ENTRIES SHOWN: Begin

PR #631, opened 2024-01-05
feat: add disable to select options

### LINKED ISSUE #630: Modify Select Component to have disabled at values props
Modify `select` component to have `disabled` at values, which will be optional property

LinaYahya:
closes #630

### DIFF
--- a/src/Select/Select.tsx
+++ b/src/Select/Select.tsx
@@ -16,7 +16,7 @@ type Props<T> = {
   labelId?: MuiSelectProps['labelId'];
   onChange?: MuiSelectProps<T>['onChange'];
   sx?: SxProps;
-  values: { value: T; text: string }[];
+  values: { value: T; text: string; disabled?: boolean }[];
   variant?: MuiSelectProps['variant'];
   size?: MuiSelectProps['size'];
 };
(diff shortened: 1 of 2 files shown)


src/Select/Select.tsx
```diff
@@ -57,11 +57,12 @@ function Select<T extends string | number | readonly string[] | undefined>({
         {...(value && { value })}
         sx={sx}
       >
-        {values.map(({ value, text }) => (
+        {values.map(({ value, text, disabled }) => (
           <MenuItem
             key={buildOptionId?.(value)}
             id={buildOptionId?.(value)}
             value={value}
+            disabled={Boolean(disabled)}
```
spaenleh, line 65: Actually I don't think you need to Cast it to a Boolean as the `boolean | undefined` type of the argument already matches the behaviour of the `disabled` prop. Feel free to keep it however, if you think it makes it more clear.

spaenleh (changes requested):
Thank you for this change 💮 

It would be nice when doing such changes to also update the story to display the possible options and configurations that components can have. I have pushed some changes on the [`630-select-disabled-story`](https://github.com/graasp/graasp-ui/pull/632) branch for you to see, I think it would be a nice addition. Maybe you could add a new story to display the disabled option ?

spaenleh (approved):

PR #644, opened 2024-01-11
feat: add mimetype option in `ItemIcon`

spaenleh:
This `mimetype` option is an alternative to providing the `extra` prop


pyphilia (approved):
For later optimization of UI, you'll have to remove these `window` I think.

PR #669, opened 2024-01-23
fix!: use `domLayout='autoHeight'` to autosize the table

### LINKED ISSUE #668: Allow AG grid table to auto-height
https://www.ag-grid.com/javascript-data-grid/grid-size/#grid-auto-height

spaenleh:
In this PR:
- fix #668 

And I remove the `tableHeight` prop of the Table component since it is not necessary anymore.

### DIFF
--- a/package.json
+++ b/package.json
@@ -46,7 +46,7 @@
     "post-commit": "git status",
     "pre-commit": "yarn check",
     "pre-push": "yarn build",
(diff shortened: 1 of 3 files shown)


spaenleh:
This "improvement" caused the `ResizeObserver loop completed with undelivered notifications` error in Cypress tests. 

Since we are working on using another library for the table, we will close this.

PR #684, opened 2024-01-31
fix: update forbiddenContent

spaenleh:
According to a comment in builder I remove some props here. I checked usage and it looks like the `showPseudonymized` option is not used in Builder nor player.


ReidyT (approved):
Nice refactor ! 🚀

pyphilia (approved):

PR #685, opened 2024-02-01
fix: open and dismiss menu and add relative position to content wrapper

spaenleh:
In this PR:
- add the `display: flex` property on the toplevel element of the `Main` component to allow flex grow to work in the children content.
- Split the component to use a new context that manages the open state so it is possible for `MenuItem` to dismiss the drawer when clicking on an element in mobile view
- use `position: relative` to allow the Uppy container to be placed in absolute position.


ReidyT (approved):
Looks good 🙌

PR #688, opened 2024-02-02
feat: navigator render extra item

### LINKED ISSUE #686: Add item settings menu inside navigator

LinaYahya:
Add an extra props for navigation component to accept extraItems, Basically `extraItems` has the following structure
```
[
  {
    name: "",
    path?: "",
    Icon?: ,
    menuItems?: [
      {
        name: "",
        path: ""
      }
    ]
  }
]

```
image

closes #686

### DIFF
--- a/src/Navigation/Navigation.tsx
+++ b/src/Navigation/Navigation.tsx
@@ -1,6 +1,6 @@
 import truncate from 'lodash.truncate';
 
-import { SvgIconTypeMap, SxProps } from '@mui/material';
+import { Box, SvgIconTypeMap, SxProps } from '@mui/material';
 import Breadcrumbs from '@mui/material/Breadcrumbs';
 import Typography from '@mui/material/Typography';
 import { styled } from '@mui/material/styles';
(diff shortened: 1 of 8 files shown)


src/Navigation/Navigation.tsx
```diff
@@ -1,12 +1,14 @@
...
-import { SxProps } from '@mui/material';
+import { Box, SvgIconTypeMap, SxProps } from '@mui/material';
 import Breadcrumbs from '@mui/material/Breadcrumbs';
 import Typography from '@mui/material/Typography';
 import { styled } from '@mui/material/styles';
+import { OverridableComponent } from '@mui/types';
 
 import { DiscriminatedItem, ItemType } from '@graasp/sdk';
 
+import ItemActionsMenu from './ExtraItemsMenu';
```
spaenleh, line 11: Why does this not have the same name as the file ?

src/Navigation/Navigation.tsx
```diff
@@ -30,8 +32,18 @@ export type NavigationProps = {
...
+  extraItems?: ExtraItem[];
 };
-
+export interface MenuItemType {
+  name: string;
+  path: string;
+}
+export interface ExtraItem {
+  name: string;
+  path?: string;
```
spaenleh, line 43: Why is this optional ?

spaenleh (changes requested):
Overall I think your implementation is ok and it does the job. 

But as I am looking at the code for this component, It does not look very flexible, the code is very convoluted et we are fighting MUI defaults so hard... 

I also expressed by concerns about the fact that I do not think this component is intuitive (I never would have guessed that I can click on the "separator" to navigate to a children...

In my opinion we should re-architect it to
1. improve the component API
2. improve the look and usability of the component
3. allow extensibility and composition in the future

I will not ask you to do that in this PR obviously but this is something we should discuss together with @pyphilia and @ReidyT as well as Martina.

ENTRIES SHOWN: End

**WORK REQUEST:** Reproduce the full set of records precisely.

**EXPECTED ANSWER:**
PR #631, opened 2024-01-05
feat: add disable to select options

### LINKED ISSUE #630: Modify Select Component to have disabled at values props
Modify `select` component to have `disabled` at values, which will be optional property

LinaYahya:
closes #630

### DIFF
--- a/src/Select/Select.tsx
+++ b/src/Select/Select.tsx
@@ -16,7 +16,7 @@ type Props<T> = {
   labelId?: MuiSelectProps['labelId'];
   onChange?: MuiSelectProps<T>['onChange'];
   sx?: SxProps;
-  values: { value: T; text: string }[];
+  values: { value: T; text: string; disabled?: boolean }[];
   variant?: MuiSelectProps['variant'];
   size?: MuiSelectProps['size'];
 };
(diff shortened: 1 of 2 files shown)


src/Select/Select.tsx
```diff
@@ -57,11 +57,12 @@ function Select<T extends string | number | readonly string[] | undefined>({
         {...(value && { value })}
         sx={sx}
       >
-        {values.map(({ value, text }) => (
+        {values.map(({ value, text, disabled }) => (
           <MenuItem
             key={buildOptionId?.(value)}
             id={buildOptionId?.(value)}
             value={value}
+            disabled={Boolean(disabled)}
```
spaenleh, line 65: Actually I don't think you need to Cast it to a Boolean as the `boolean | undefined` type of the argument already matches the behaviour of the `disabled` prop. Feel free to keep it however, if you think it makes it more clear.

spaenleh (changes requested):
Thank you for this change 💮 

It would be nice when doing such changes to also update the story to display the possible options and configurations that components can have. I have pushed some changes on the [`630-select-disabled-story`](https://github.com/graasp/graasp-ui/pull/632) branch for you to see, I think it would be a nice addition. Maybe you could add a new story to display the disabled option ?

spaenleh (approved):

PR #644, opened 2024-01-11
feat: add mimetype option in `ItemIcon`

spaenleh:
This `mimetype` option is an alternative to providing the `extra` prop


pyphilia (approved):
For later optimization of UI, you'll have to remove these `window` I think.

PR #669, opened 2024-01-23
fix!: use `domLayout='autoHeight'` to autosize the table

### LINKED ISSUE #668: Allow AG grid table to auto-height
https://www.ag-grid.com/javascript-data-grid/grid-size/#grid-auto-height

spaenleh:
In this PR:
- fix #668 

And I remove the `tableHeight` prop of the Table component since it is not necessary anymore.

### DIFF
--- a/package.json
+++ b/package.json
@@ -46,7 +46,7 @@
     "post-commit": "git status",
     "pre-commit": "yarn check",
     "pre-push": "yarn build",
(diff shortened: 1 of 3 files shown)


spaenleh:
This "improvement" caused the `ResizeObserver loop completed with undelivered notifications` error in Cypress tests. 

Since we are working on using another library for the table, we will close this.

PR #684, opened 2024-01-31
fix: update forbiddenContent

spaenleh:
According to a comment in builder I remove some props here. I checked usage and it looks like the `showPseudonymized` option is not used in Builder nor player.


ReidyT (approved):
Nice refactor ! 🚀

pyphilia (approved):

PR #685, opened 2024-02-01
fix: open and dismiss menu and add relative position to content wrapper

spaenleh:
In this PR:
- add the `display: flex` property on the toplevel element of the `Main` component to allow flex grow to work in the children content.
- Split the component to use a new context that manages the open state so it is possible for `MenuItem` to dismiss the drawer when clicking on an element in mobile view
- use `position: relative` to allow the Uppy container to be placed in absolute position.


ReidyT (approved):
Looks good 🙌

PR #688, opened 2024-02-02
feat: navigator render extra item

### LINKED ISSUE #686: Add item settings menu inside navigator

LinaYahya:
Add an extra props for navigation component to accept extraItems, Basically `extraItems` has the following structure
```
[
  {
    name: "",
    path?: "",
    Icon?: ,
    menuItems?: [
      {
        name: "",
        path: ""
      }
    ]
  }
]

```
image

closes #686

### DIFF
--- a/src/Navigation/Navigation.tsx
+++ b/src/Navigation/Navigation.tsx
@@ -1,6 +1,6 @@
 import truncate from 'lodash.truncate';
 
-import { SvgIconTypeMap, SxProps } from '@mui/material';
+import { Box, SvgIconTypeMap, SxProps } from '@mui/material';
 import Breadcrumbs from '@mui/material/Breadcrumbs';
 import Typography from '@mui/material/Typography';
 import { styled } from '@mui/material/styles';
(diff shortened: 1 of 8 files shown)


src/Navigation/Navigation.tsx
```diff
@@ -1,12 +1,14 @@
...
-import { SxProps } from '@mui/material';
+import { Box, SvgIconTypeMap, SxProps } from '@mui/material';
 import Breadcrumbs from '@mui/material/Breadcrumbs';
 import Typography from '@mui/material/Typography';
 import { styled } from '@mui/material/styles';
+import { OverridableComponent } from '@mui/types';
 
 import { DiscriminatedItem, ItemType } from '@graasp/sdk';
 
+import ItemActionsMenu from './ExtraItemsMenu';
```
spaenleh, line 11: Why does this not have the same name as the file ?

src/Navigation/Navigation.tsx
```diff
@@ -30,8 +32,18 @@ export type NavigationProps = {
...
+  extraItems?: ExtraItem[];
 };
-
+export interface MenuItemType {
+  name: string;
+  path: string;
+}
+export interface ExtraItem {
+  name: string;
+  path?: string;
```
spaenleh, line 43: Why is this optional ?

spaenleh (changes requested):
Overall I think your implementation is ok and it does the job. 

But as I am looking at the code for this component, It does not look very flexible, the code is very convoluted et we are fighting MUI defaults so hard... 

I also expressed by concerns about the fact that I do not think this component is intuitive (I never would have guessed that I can click on the "separator" to navigate to a children...

In my opinion we should re-architect it to
1. improve the component API
2. improve the look and usability of the component
3. allow extensibility and composition in the future

I will not ask you to do that in this PR obviously but this is something we should discuss together with @pyphilia and @ReidyT as well as Martina.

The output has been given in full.